I’m Kafkaesquí, And So Are You
Surfing the Net sometimes takes on the air of a pantsing. Whether to myself or to some other poor duffer it’s hard to tell at times, but there’s often a distinct air of that spur of the moment prankish event, like some broadband trickster god is on the prowl for any chance to pounce in with a bad-natured scrape of asininity. This feeling comes upon me from a variety of circumstances, but it digs itself deep when the occurrence of what I can only call mock identity theft raises it’s stumpy little head.
Through a brash newsgroup post, vauntering e-mail, or meretricious Web page, someone somewhere makes it perfectly clear they are the only rightful owners of a self-devised name, the (once ASCII, then ANSI, now Unicode) appellation representing one of their online personas. They come to a wrongheaded conclusion that those twenty-eight seconds spent inventing a linguistically strained user handle or gaming moniker reserves them the opportunity to demand patent and trademark rights over it. This pretense, this delusional conceit over ones connected sobriquet is hardly any relation to the true rakish criminal gesture of impersonation and use of your personal data for the intent of comping cell phone service and a meal at the Olive Garden. The only real crime here is fictive, and self-inflicted.

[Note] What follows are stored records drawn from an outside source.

PR #6053, opened 2026-06-11
RI-8216 Establish BigInt-as-string index contract

VaskoAtanasovRedis:
# What

Foundation for the Redis array type (epic RI-8174): array indexes are unsigned 64-bit integers and exceed `Number.MAX_SAFE_INTEGER`, so they must travel as numeric strings end-to-end.

- **Mirrored utilities** (this repo has no shared UI↔API code mechanism, so the contract is two modules with identical semantics and identical test tables): `api/src/common/utils/array-index.helper.ts` ↔ `ui/src/utils/arrayIndex.ts` — `parseArrayIndex` (canonical decimal string or `null`), `isValidArrayIndex`, `ARRAY_INDEX_MAX`.
- **`@IsArrayIndex()` DTO decorator** (mirrors the zset-score validator pattern): accepts the canonical form only — validators don't transform, so anything accepted reaches Redis verbatim. Fails with a stable message consumers can match on: `<field> must be an integer string between 0 and 18446744073709551615`. Supports `ValidationOptions` (`{ each: true }` for `string[]` fields).
- **Hardening**: a 20-digit length guard before the `BigInt()` call caps parse cost for request-sized payloads; `BigInt('…')` call form throughout (API tsconfig targets es2019, where BigInt literals are TS2737).
- **Convention documented** in `.ai/skills/backend/SKILL.md` and `.ai/skills/frontend/SKILL.md` so future array verticals (and agents) follow it.

No runtime consumers yet by design — the array feature verticals (view/search/add/delete) build on this.

# Testing

- `yarn --cwd redisinsight/api test --testPathPattern "array-index"` — 40 tests (helper + decorator, incl. the verbatim stable-message and `{ each: true }` cases)
- `node 'node_modules/.bin/jest' 'redisinsight/ui/src/utils/tests/arrayIndex.spec.ts' -c 'jest.config.cjs'` — 25 tests (mirror table, row-for-row identical to the API helper spec)
- `yarn lint` clean; `yarn type-check` unchanged vs main

---

Closes #RI-8216

---

> [!NOTE]
> **Low Risk**
> New shared validation utilities and tests only; no existing routes or behavior are changed and nothing is consumed at runtime yet.
> 
> **Overview**
> Introduces a **shared contract** for Redis array indexes as **canonical numeric strings** (unsigned 64-bit, `0` … `18446744073709551615`), because indexes exceed `Number.MAX_SAFE_INTEGER`.
> 
> **API** adds `parseArrayIndex`, `isValidArrayIndex`, and `ARRAY_INDEX_MAX` in `array-index.helper.ts`, plus `@IsArrayIndex()` / `ArrayIndexValidator` for DTOs (same shape as existing zset-score validation). Validation accepts **only canonical strings**—no trimming or leading-zero normalization on the wire—so values that pass reach Redis unchanged. A **20-digit length guard** limits `BigInt()` parse cost on oversized inputs.
> 
> **UI** mirrors the same helpers in `arrayIndex.ts` with matching test tables. Both modules are exported from their package `utils` barrels.
> 
> No array endpoints or UI flows are wired in this PR; it is foundation-only for upcoming array work.
> 
> <sup>Reviewed by [Cursor Bugbot](https://cursor.com/bugbot) for commit 51d0d3d21ddd55aa31f348d67ee4c62c7bfff772. Bugbot is set up for automated code reviews on this repo. Configure [here](https://www.cursor.com/dashboard/bugbot).</sup>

Strange how this attitude occurs in an environment where ownership is nine-tenths of the joke. We freely take whatever isn’t nailed down, code and application and composition, then reuse and distribute with no concern to its fabricator, sometimes enjoying full credit for our plagiarist ways. In return we demand a community reaming for anyone feckless enough to come along and perform a simple misdeed of nicking ones nick. No matter that they may have arrived at it through their own ingenuity, just as we make claim to. And hair-splitting reaches frizzled heights with a resemblance to ones chosen praenomen. If you were brilliant enough to come up with Zhazzbot, having Schazzbot cross into your borders can be seen as a call to arms. A shame so many fail to realize there’s only so much originality to go around.

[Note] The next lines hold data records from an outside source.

PR #673, opened 2016-07-08
Respect relative_url_root

okuramasafumi:
It didn't work properly when Rails works in a subdirectory, so I made it respect `Rails.application.config.relative_url_root`.

### DIFF
--- a/app/controllers/devise_token_auth/omniauth_callbacks_controller.rb
+++ b/app/controllers/devise_token_auth/omniauth_callbacks_controller.rb
@@ -13,7 +13,8 @@ module DeviseTokenAuth
       # before authentication.
       devise_mapping = [request.env['omniauth.params']['namespace_name'],
                         request.env['omniauth.params']['resource_class'].underscore.gsub('/', '_')].compact.join('_')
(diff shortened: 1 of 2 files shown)


app/controllers/devise_token_auth/omniauth_callbacks_controller.rb
```diff
@@ -13,7 +13,7 @@ def redirect_callbacks
       # before authentication.
       devise_mapping = [request.env['omniauth.params']['namespace_name'],
                         request.env['omniauth.params']['resource_class'].underscore.gsub('/', '_')].compact.join('_')
-      redirect_route = "#{request.protocol}#{request.host_with_port}/#{Devise.mappings[devise_mapping.to_sym].fullpath}/#{params[:provider]}/callback"
+      redirect_route = "#{request.protocol}#{request.host_with_port}/#{Rails.application.config.relative_url_root}/#{Devise.mappings[devise_mapping.to_sym].fullpath}/#{params[:provider]}/callback"
```
booleanbetrayal: @okuramasafumi - shouldn't we be doing the same `relative_url_root.present?` check here, as well, so as not to generate double-slashes?

Issue #698, opened 2016-08-14
Deprecation Error Message on 5.0


juddey:
Just ran a migration using the generated template and got this deprecation notice:

``` 
DEPRECATION WARNING: Directly inheriting from ActiveRecord::Migration is deprecated. Please specify the Rails release the migration was written for:

class DeviseTokenAuthCreateUsers < ActiveRecord::Migration[4.2] (called from <main> at bin/rake:4)
```
Let me know if you want a PR to fix and I'll cook something up.

lynndylanhurley:
>Let me know if you want a PR to fix and I'll cook something up.

Yes please 👍

PR #700, opened 2016-08-14
Fix Migration Deprecation Warning

juddey:
Fix for issue #698 
Update migration template to include version of Rails to silence a Rails 5.0 deprecation warning.

Introduced new logic to in the generator template and added a test to ensure the version number was written to the migration file.

Great to be able to give back 😄


booleanbetrayal:
thanks @juddey

PR #703, opened 2016-08-16
Always set header in batch mode

### LINKED ISSUE #702: Always Set Headers in Batch Mode
The response headers are only set if we are not in batch request:

https://github.com/lynndylanhurley/devise_token_auth/blob/master/app/controllers/devise_token_auth/concerns/set_user_by_token.rb#L121

This causes issues with Rails' Etag support and XHR Requests: If there are no token_auth headers and Rails returns a 304 Not Modified, the browser (Chrome) will use a cached response, including all headers of the cached response (access-token, client, ...). There is no way in the client to distinguish these cached headers from server-set ones. Eventually, a cached client id is stored and used in the subsequent request, resulting in a 401.

I moved the linked line (121) after the if-block, causing the headers always to be set, then everything worked as expected.

codez:
Fixes #702

### DIFF
--- a/app/controllers/devise_token_auth/concerns/set_user_by_token.rb
+++ b/app/controllers/devise_token_auth/concerns/set_user_by_token.rb
@@ -113,13 +113,21 @@ module DeviseTokenAuth::Concerns::SetUserByToken
         if @is_batch_request
           auth_header = @resource.extend_batch_buffer(@token, @client_id)
 
+          # Do not return token for batch requests to avoid invalidated
+          # tokens returned to the client in case of race conditions.
+          # Use a blank string for the header to still be present and
+          # being passed in a XHR response in case of
+          # 304 Not Modified responses.
+          auth_header[DeviseTokenAuth.headers_names[:"access-token"]] = ' '
+          auth_header[DeviseTokenAuth.headers_names[:"expiry"]] = ' '
+
         # update Authorization response header with new token
         else
           auth_header = @resource.create_new_auth_token(@client_id)
-
-          # update the response header
-          response.headers.merge!(auth_header)
         end
+
+        # update the response header
+        response.headers.merge!(auth_header)
 
       end # end lock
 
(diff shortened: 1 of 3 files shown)


lynndylanhurley:
The client libraries save new token information that is returned with each response.

Will this PR require modifications to the client libraries?

beantoan:
Both of changing header on each request and batch mode, client should receive auth headers in response.

ryaz:
Hi @lynndylanhurley!
Did you have chance to look into it?

bernabe9:
Hi @lynndylanhurley, any news about this PR?

bartes:
+1 for merging this

nijikon:
Can we merge this please? And my other question is what is the status of this, there are plenty of PRs open, do you need some help on this repository to handle all that PRs and issues?

booleanbetrayal:
Is anyone running this with ng-token-auth atm? Since these libraries are frequently paired, I don't want to break the response handling. Can someone confirm?

bartes:
@booleanbetrayal yes  with ng-token-auth

zachfeldman:
@nijikon we'd love some help to handle PRs and issues - @bartes as well! If you have time to review open PRs and tell us if you think they're good to go, feel free to respond here :)

zachfeldman:
Changes look good to me and address a long standing issue. All checks are passing and approved by @MaicolBen ...going to merge this one

krzysiek1507:
I'm not sure if it was just a bugfix, but it introduced a breaking change and IMO it shouldn't be released as a patch version. Unfortunately, `redux-auth` doesn't work with `v0.1.43` and @lynndylanhurley is not active anymore so it's very bad.

krzysiek1507:
Maybe we should rollback this, release `v1.0.0`, branch `v1` and follow semver? Breaking changes should be only in major releases. It would be also great to have smaller releases and more often (e.g. one per month) instead of big ones. What do you think?

MaicolBen:
@krzysiek1507 Agreed, but I am not in charge of releasing the gem. I asked Lynn, and we agreed to [rollback this](https://github.com/lynndylanhurley/devise_token_auth/pull/1161) and release 0.2.0. The next release will be 1.0.0

MaicolBen:
0.2.0 was released with this rollback, and 1.0.0rc1 is released with the current master, sorry for the delay!

PR #722, opened 2016-08-31
Memorize current_#{group_name} to avoid error

Charlie-Hua:
Currently `current_#{group_name}` (e.g. `current_member`) is **NOT** memorized as `current_#{mapping}` (e.g.`current_user`) is.

Instead, it calls `set_user_by_token` **every time**, and this could cause error if `current_member` is called after token is changed (maybe by some other request) and return nil.

This PR also removes unnecessary `set_user_by_token` from `authenticate_member!`


zachfeldman:
Seems easy to review and possible merge, if it makes sense. It's a short one

PR #724, opened 2016-08-31
Update indexes on template

dijonkitchen:
Why:
Keep data consistent with multiple processes, match devise gem implementation, and latest ruby hash syntax convention.

References:
https://robots.thoughtbot.com/the-perils-of-uniqueness-validations
https://github.com/plataformatec/devise/blob/master/lib/generators/active_record/templates/migration.rb#L13


booleanbetrayal:
Sounds good if it's consistent with devise itself. Thanks @dijonkitchen

PR #730, opened 2016-09-10
Adds method to builder resource

rodrigoulisses:
This method build the resource and is necessary to developer set the
others attributes of resource.


zachfeldman:
@rodrigoulisses closing this - I don't really see exactly how this helps. Glad to hear a justification/reopen if you disagree.

PR #737, opened 2016-09-19
Conditionally set rails version on migration

akz92:
I added a condition that only appends the Rails version to the migration if it's 5 or greater (when this syntax was added). This code was causing issues when running the migration on Rails 4.


zachfeldman:
Makes sense to me but the build fails. @akz92 could you look into this? We will close in 7 days if we don't hear from you but just let us know if you need more time!

MaicolBen:
@akz92 I reproduced the issue and your PR solves it. I believe travis failing due to an old build that was wrongly merged. Can you rebase it? Otherwise if we don't hear from you in a week. I will cherry-pick this PR and do it myself.

akz92:
@MaicolBen I rebased it but apparently something is still wrong. It's been a long time since I created the pull request, so it would take me some time to figure this out =/.

MaicolBen:
Weird, maybe because you did it from master. I guess you should force push your master with lastest code of this gem and add your commit

MaicolBen:
I recreated the PR #979

PR #746, opened 2016-10-05
Use standart ActiveRecord error message for email uniqueness validation

mpugach:
According to the [Rails Guides](http://guides.rubyonrails.org/v5.0/i18n.html#error-message-interpolation) there already is a localization for the uniqueness validation. And the key is `:taken`.

So if one wants to provide his own translation, he should redefine one of the keys in the following order:

```
activerecord.errors.models.user.attributes.email.taken
activerecord.errors.models.user.taken
activerecord.errors.messages.taken
errors.attributes.email.taken
errors.messages.taken
```


booleanbetrayal:
LGTM!

booleanbetrayal:
thanks @mpugach

PR #755, opened 2016-10-31
change auth_token to access-token and client_id to client in params 

bonyiii:
I think these parameter names needs to be changed. After this change the application was able display omniauth params after redirect.


bonyiii:
Hi @zachfeldman, 

I'm not sure whether it was real a bug and I haven't deal with it since then so I'm going to close this issue if no one else experienced the same problem it might mean that my understanding on the problem was not comprehensive.

PR #762, opened 2016-11-04
Check tokens size before deleting (does not fix issue, should be rejected)

horn-toad:
Tokens was being converted to a String when it was empty and throwing error messages.


horn-toad:
Issue was caused by a bad migration that set tokens to be a string instead of json. Checking the size of the string would not have worked properly anyway, because the empty hash was being saved in the string meaning the check would not make a difference.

I’ll hazard a guess that this is due at least in part to a protectionist nature which hugs tight to our anthropoidal makeup. We’re quite custodial when it comes to anything we’ve given birth to, however brief and painless the gestation period was. The duty you see is to safeguard the children — but only if their ours. Of course, vanity resides in all personal affectations. Not just in how we groom or dress, but in all the manners by which we present ourselves. I’m sure you’ve seen (or perhaps had) the reaction of a woman at a party when she first sees another wearing the exact same outfit. There’s a bit of surprise and embarrassment, but mainly it’s a response of ownership. “How dare she wear my dress!” This is not a female thing; it’s a human one.

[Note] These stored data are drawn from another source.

PR #711, opened 2019-02-14
updated getting started content based on review from a. glass

stacymcauliffe:
Updated get started content with review comments from Amy Glass. Also updated URLs.

### DIFF
--- a/packages/patternfly-4/src/content/get-started/about-pf.md
+++ b/packages/patternfly-4/src/content/get-started/about-pf.md
@@ -2,7 +2,7 @@
 path: "/get-started/about"
 ---
 # About PatternFly 4
-PatternFly is an open source design system that was created to enable consistency and usability across a wide range of applications and use cases. PatternFly provides clear standards, guidance, and tools to help designers and developers work together more efficiently to build better user experiences.
+PatternFly is an open source design system created to enable consistency and usability across a wide range of applications and use cases. PatternFly provides clear standards, guidance, and tools that help designers and developers work together more efficiently and build better user experiences.
 
 ## Basic structure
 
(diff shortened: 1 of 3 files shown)


packages/patternfly-4/src/content/get-started/about-pf.md
```diff
@@ -2,43 +2,40 @@
...
 
-### Components
-Components, like buttons and alerts, can be assembled together to build applications.
-[View Core components](/documentation/core/) | [View React components](/documentation/react/)
+### Demos
+Demos use components and layouts in combination to show you how to build more complex structures and application views.
+
+[View components, layouts, and demos in HTML/CSS](/documentation/core) | [View components, layouts, and demos in React](/documentation/react)
 
 ## Style and design
```
mcarrano: Should we align this with the way that the website is now organized? So we have Design Guidelines as a top level category and under that Styles, Usage and Behavior, and Content.

packages/patternfly-4/src/content/get-started/gettingstarted-design.md
```diff
@@ -2,7 +2,7 @@
 path: "/get-started/designers"
 ---
 # Getting started for designers
```
mcarrano: I think this is OK for now, but could be made much more robust. Maybe some of the materials being developed now for training can be dropped in here. Also, there is no mention of the Sketch library.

So to the Kafkaesque’s, Kafka411’s, Kafkanaut’s, and other Franz K. derivatives who may be reading this anti-panegyric, I have the following to say: there’s no baggy-pantsing going on here, and no pantsing as well. The sensation of accidental nudity when your trousers drop about your ankles and leave the untanned bits to be cuffed gently by the breeze is not real. The only de-trousering being done is to your ego.